CMM: Was kann man sich unter Design Thinking im Customer Care Umfeld vorstellen?

Bleuler: Mitarbeiter des Bereichs Customer Care sind am Puls der Kunden. Sie wissen, was funktioniert, wo der Schuh drückt und was sich die Kunden wünschen. Design Thinking auf der anderen Seite ist ein Entwicklungsprozess mit dem Ziel, komplexe Probleme zu lösen und innovative Produkte und Dienstleistungen zu entwickeln. Dabei wird der Mensch resp. der Kunde und seine Bedürfnisse konsequent in den Mittelpunkt der Angebotsentwicklung gestellt. Der Kunde ist damit die gemeinsame Schnittmenge.

Im wesentlichen sehe ich zwei Punkte in welchem Design Thinking im Customer Care Umfeld zur Anwendung kommt:

Zum ersten: Design Thinking beschreibt einen iterierenden, d.h. ein sich in Schlaufen schrittweise annähernder Entwicklungsprozess der Angebote. Er gliedert sich in die Phasen der Exploration, der Kreation, der Reflektion und der Implementation. Das Wissen der Customer Care Mitarbeiter über die Bedürfnisse der Kunden, über gut und schlecht laufende Kundenprozesse, gilt es in der Phase der Exploration zu berücksichtigen. In der Phase der Reflektion ist es wichtig, Customer Care Mitarbeiter frühzeitig als Feedbackgeber miteinzubeziehen. So können sie bereits im Prototyp-Stadium eines neuen Angebots darauf hinweisen, was aus Kunden- und Customer Care-Sicht funktioniert und was nicht. Vor allem gilt es aber in der Phase der Implementation frühzeitig die Mitarbeiter durch ein massgeschneidertes Touch-Point-Training über das neue Angebot zu informieren und zu befähigen. Ist man erst einmal im Markt, gilt es das Wissen der Mitarbeiter bezüglich Optimierungspunkten des Angebotes zu erfragen und an die richtigen Stellen im Unternehmen zurückzuspielen – dies ganz im Sinne von KVP.

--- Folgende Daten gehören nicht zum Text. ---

Issue #974, opened 2016-10-28
Introduce dedicated prefix for props that are meant for the *deployer*


ericbottard:
Currently, any **app** property that starts with `spring.cloud.deployer.` is re-routed to the deployer used to deploy that app (see [here](https://github.com/spring-cloud/spring-cloud-dataflow/blob/50a8d6b57388c58baf5e310f9e348f02461bb6db/spring-cloud-dataflow-core/src/main/java/org/springframework/cloud/dataflow/core/DataFlowAppDefinition.java#L120-L138)).

We propose to introduce an explicit **separate** bucket when issuing the `stream deploy` command (and possibly `task launch`) that would be dedicated for props that target the deployer:

```
deployer.<appname>.xxx
```

As a consequence, any property like `spring.cloud.deployer.foo` that is passed as an **app** property would then indeed reach the app (and not the deployer). This is a desired behavior for apps like the task-launcher sink.

PR #1047, opened 2016-11-30
[1.2.x] Introduce dedicated prefix for props that are meant for the *deployer*

ericbottard:
Changes from current behavior:

* deployment properties are now split between
  * `app.[appname].key = value` that go to the _app_
   * `deployer.[appname].key = value` that go to the _deployer_ that will deploy the app.
* the latter see their key automatically prefixed with `spring.cloud.deployer.`. For the former, the previous magic with `.producer. / .consumer.` still applies.

Fixes https://github.com/spring-cloud/spring-cloud-dataflow/issues/974

### DIFF
--- a/spring-cloud-dataflow-rest-resource/src/main/java/org/springframework/cloud/dataflow/rest/util/DeploymentPropertiesUtils.java
+++ b/spring-cloud-dataflow-rest-resource/src/main/java/org/springframework/cloud/dataflow/rest/util/DeploymentPropertiesUtils.java
@@ -111,7 +111,11 @@ public final class DeploymentPropertiesUtils {
 					appName, kv.getKey(), kv.getValue(),
 					appName, kv.getKey().substring("spring.cloud.deployer.".length()), kv.getValue());
 			});
-			return deprecated;
+			if (result.isEmpty()) {
+				return deprecated;
+			} else {
+				return result;
+			}
 		}
 
 	}
--- a/spring-cloud-dataflow-rest-resource/src/main/java/org/springframework/cloud/dataflow/rest/util/DeploymentPropertiesUtils.java
+++ b/spring-cloud-dataflow-rest-resource/src/main/java/org/springframework/cloud/dataflow/rest/util/DeploymentPropertiesUtils.java
@@ -41,7 +41,7 @@ public final class DeploymentPropertiesUtils {
 	/**
 	 * Pattern used for parsing a String of comma-delimited key=value pairs.
 	 */
-	private static final Pattern DEPLOYMENT_PROPERTIES_PATTERN = Pattern.compile(",\\s*app\\.[^\\.]+\\.[^=]+=");
+	private static final Pattern DEPLOYMENT_PROPERTIES_PATTERN = Pattern.compile(",\\s*(app|deployer)\\.[^\\.]+\\.[^=]+=");
 
 	/**
 	 * Pattern used for parsing a String of command-line arguments.
--- a/spring-cloud-dataflow-rest-resource/src/main/java/org/springframework/cloud/dataflow/rest/util/DeploymentPropertiesUtils.java
+++ b/spring-cloud-dataflow-rest-resource/src/main/java/org/springframework/cloud/dataflow/rest/util/DeploymentPropertiesUtils.java
@@ -105,7 +105,7 @@ public final class DeploymentPropertiesUtils {
 			return result;
 		} else {
 			deprecated.entrySet().forEach(kv -> {
-				logger.warn("Usage of application property prefix 'spring.cloud.deployer' to pass properties to the deployer has been deprecated and will be removed soon\n" +
+				logger.warn("Usage of application property prefix 'spring.cloud.deployer' to pass properties to the deployer has been deprecated and will be removed in a future release\n" +
 					"Instead of 'app.{}.{} = {}', please use\n" +
 					"           'deployer.{}.{} = {}'",
 					appName, kv.getKey(), kv.getValue(),
--- a/spring-cloud-dataflow-rest-resource/src/main/java/org/springframework/cloud/dataflow/rest/util/DeploymentPropertiesUtils.java
+++ b/spring-cloud-dataflow-rest-resource/src/main/java/org/springframework/cloud/dataflow/rest/util/DeploymentPropertiesUtils.java
@@ -26,6 +26,9 @@ import java.util.regex.Matcher;
 import java.util.regex.Pattern;
 import java.util.stream.Collectors;
 
+import org.slf4j.Logger;
+import org.slf4j.LoggerFactory;
+
 import org.springframework.util.StringUtils;
 
 /**
@@ -35,6 +38,8 @@ import org.springframework.util.StringUtils;
  * @author Mark Fisher
  */
 public final class DeploymentPropertiesUtils {
+
+	private static final Logger logger = LoggerFactory.getLogger(DeploymentPropertiesUtils.class);
 
 	private DeploymentPropertiesUtils() {
 		// prevent instantiation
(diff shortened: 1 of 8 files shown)


trisberg:
Seems this change doesn't allow me to specify `--properties` when launching a task in the shell, they don't seem to reach the task app. (This feature actually seems to be a bit broken in master right now (see #1076) but I can at least pass in one property).

spring-cloud-dataflow-rest-resource/src/main/java/org/springframework/cloud/dataflow/rest/util/DeploymentPropertiesUtils.java
```diff
@@ -94,6 +99,39 @@ private DeploymentPropertiesUtils() {
 				(fromWildcard, fromApp) -> fromApp
 				)
 			);
+
+		Map<String, String> deprecated = extractDeprecatedDeployerProperties(input, appName);
+		if (deprecated.isEmpty()) {
+			return result;
+		} else {
+			deprecated.entrySet().forEach(kv -> {
+				logger.warn("Usage of application property prefix 'spring.cloud.deployer' to pass properties to the deployer has been deprecated and will be removed soon\n" +
```
trisberg: Should we say "in a future release" instead of "soon"?

spring-cloud-dataflow-server-core/src/main/java/org/springframework/cloud/dataflow/server/service/impl/DefaultTaskService.java
```diff
@@ -139,15 +142,14 @@ public void executeTask(String taskName, Map<String, String> runtimeProperties,
...
-				taskDefinition.getRegisteredAppName()));
+		URI uri = this.registry.find(String.format("task.%s", taskDefinition.getRegisteredAppName()));
 		Resource resource = this.resourceLoader.getResource(uri.toString());
 
-		taskDefinition = qualifyProperties(taskDefinition, resource);
 
-		AppDeploymentRequest request = taskDefinition.createDeploymentRequest(resource,
-				deploymentProperties, runtimeParams);
+		Map<String, String> appDeploymentProperties = extractAppProperties(taskDefinition, taskDeploymentProperties);
+		Map<String, String> deployerDeploymentProperties = DeploymentPropertiesUtils.extractAndQualifyDeployerProperties(taskDeploymentProperties, taskDefinition.getName());
```
trisberg: We should use `getRegisteredAppName()` here since we want the name of the app and not the task definition

spring-cloud-dataflow-server-core/src/main/java/org/springframework/cloud/dataflow/server/service/impl/DefaultTaskService.java
```diff
@@ -160,13 +162,25 @@ public void executeTask(String taskName, Map<String, String> runtimeProperties,
 		}
 	}
 
+	private Map<String, String> extractAppProperties(TaskDefinition taskDefinition, Map<String, String> taskDeploymentProperties) {
+		final String prefix = "app." + taskDefinition.getName() + ".";
```
trisberg: Same here, we should use `getRegisteredAppName()` since we want the name of the app and not the task definition

spring-cloud-dataflow-rest-resource/src/main/java/org/springframework/cloud/dataflow/rest/util/DeploymentPropertiesUtils.java
```diff
@@ -34,14 +39,16 @@
...
+
 	private DeploymentPropertiesUtils() {
 		// prevent instantiation
 	}
 
 	/**
 	 * Pattern used for parsing a String of comma-delimited key=value pairs.
 	 */
-	private static final Pattern DEPLOYMENT_PROPERTIES_PATTERN = Pattern.compile(",\\s*app\\.[^\\.]+\\.[^=]+=");
+	private static final Pattern DEPLOYMENT_PROPERTIES_PATTERN = Pattern.compile(",\\s*(app|deployer)\\.[^\\.]+\\.[^=]+=");
```
trisberg: There is a general issue with the parsing that existed before this change. If I use the following properties: `deployer.*.memory=512m,server.port=8787` then I get a 500 error saying "java.lang.IllegalArgumentException: Could not parse '512m,server.port=8787' as a byte size. Expected a number with optional 'm' or 'g' suffix" -- looks like the last property gets appended to the value of the first one. It works as expected if I add the "app.*." prefix, but this is an easy mistake to make and we should be able to handle it.

ericbottard: I agree the parsing code has always been brittle. IMHO, we should first split on `,` (with support for some kind of escape mechanism, _e.g._ `\,`) and **then** look for `app.x` and `deployer.x`.

This can (and should) be the subject of another issue/PR though

spring-cloud-dataflow-rest-resource/src/main/java/org/springframework/cloud/dataflow/rest/util/DeploymentPropertiesUtils.java
ericbottard: I'd go as far as saying "in release 1.3.x"...

spring-cloud-dataflow-server-core/src/main/java/org/springframework/cloud/dataflow/server/service/impl/DefaultTaskService.java
ericbottard: To be even more correct, we want the label (even this does not commonly apply for tasks). But looking at the source, I think `TaskDefinition` should be fixed: one of the constructors does not call `super`, and I fear this can cause inconsistencies. See [here](https://github.com/spring-cloud/spring-cloud-dataflow/blob/28e62fd2b6c20202331c8448d75b3f4e50789345/spring-cloud-dataflow-core/src/main/java/org/springframework/cloud/dataflow/core/TaskDefinition.java#L40-L58)

ericbottard:
> Also, some weirdness if I mix and match like this:
dataflow:>stream deploy ticktock --properties "app.log.spring.cloud.deployer.memory=1024m,deployer.log.count=2"; I only see the memory getting picked up

Fixed via ceb17d95 (I think), please advise.

spring-cloud-dataflow-rest-resource/src/main/java/org/springframework/cloud/dataflow/rest/util/DeploymentPropertiesUtils.java
trisberg: Yes, agree that we can solve this in a separate PR since this PR didn't cause the existing problem.

spring-cloud-dataflow-rest-resource/src/main/java/org/springframework/cloud/dataflow/rest/util/DeploymentPropertiesUtils.java
trisberg: wouldn't want to be that specific in a deprecation note, as long as we warn anyone using this we can remove it in a future release

spring-cloud-dataflow-server-core/src/main/java/org/springframework/cloud/dataflow/server/service/impl/DefaultTaskService.java
trisberg: I see your point, TaskDefinition doesn't have a label but looks like the registeredAppName should be the label, see here: https://github.com/spring-cloud/spring-cloud-dataflow/blob/28e62fd2b6c20202331c8448d75b3f4e50789345/spring-cloud-dataflow-core/src/main/java/org/springframework/cloud/dataflow/core/DataFlowAppDefinition.java#L62

spring-cloud-dataflow-rest-resource/src/main/java/org/springframework/cloud/dataflow/rest/util/DeploymentPropertiesUtils.java
ericbottard: Best way to force us to remove it ;)
But I get your point. Will change to "in a future release"

spring-cloud-dataflow-rest-resource/src/main/java/org/springframework/cloud/dataflow/rest/util/DeploymentPropertiesUtils.java
ericbottard: Created https://github.com/spring-cloud/spring-cloud-dataflow/issues/1097

trisberg:
Looks like most issues are resolved. Found one additional issue, using the old `app.log.count=2` style doesn't seem to get picked up while `app.log.spring.cloud.deployer.count=2` does.

ericbottard:
> using the old app.log.count=2 style doesn't seem to get picked up while app.log.spring.cloud.deployer.count=2 does.

Yes, thought about this. Do we want to handle this as a special case?

trisberg:
I would vote yes, we should handle this

trisberg:
LGTM now, will merge into master once we release 1.1.1 and create the 1.1.x maintenance branch

trisberg:
Squashed and rebased, merged as commit 1ea276c97a9cbdc8bfb642b0fb34d6d3b5bb64ac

Zum zweiten: Jeder Kundenkontakt , so auch die im Customer Care Bereich, gilt es aus Design Thinking Sicht im Sinne eines guten Kundenerlebnisses bewusst zu gestalten. Gerade im Customer Care verstecken sich viele „Moments of truth“. Gelingt es uns als Unternehmen, den Kunden dort abzuholen wo er steht und können wir ihm in nützlicher Frist eine gute Lösung für sein Anliegen bieten, so haben wir bereits viel gewonnen. Eine Voraussetzung hierzu ist die Empathie des Mitarbeiters. Lässt sich der Mitarbeiter auf die Sprache und das Wissen des Kunden ein? Ein gutes Beispiel hierfür ist das mehrfach ausgezeichnete Call Center-Projekt „Best Age“ von Swisscom: reifere Kunden über 65 werden von erfahrenen Mitarbeitenden (50+) bedient. „ Router“ werden dabei zum „weissen, blinkenden Kästchen im Bücherregal“ damit der Kunde auch wirklich versteht wovon der Call Center Agent spricht.

CMM: Warum ist Design Thinking im Customer Service so wichtig?

Bleuler: Weil Design Thinking wesentlich dazu beitragen kann,
• dass Angebote durch die Mitarbeit vom Customer Service verbessert werden
• dass Kosten eingespart werden, weil der Kunde schneller seinen Bedürfnissen gerecht bedient wird
• die positiven Erlebnisse & Erinnerungen des Kunden mit dem Customer Service resp. dem Unternehmen zu steigern
• die Wertschätzung und Arbeitsqualität für Mitarbeiter zu erhöhen

CMM: Wie können Unternehmen vom Design Thinking Ansatz profitieren? Gibt es dazu Methoden und Werkzeuge?

Bleuler: Design Thinking ist ein Entwicklungsprozess mit einem Set von Methoden, welcher sich jedes Unternehmen resp. jeder Mitarbeiter in kurzer Zeit aneignen kann. Bedingung dazu ist eine gewisse Offenheit. Typisch für das Design Thinking ist z.B. das Arbeiten in kleinen, interdiszipinären Teams.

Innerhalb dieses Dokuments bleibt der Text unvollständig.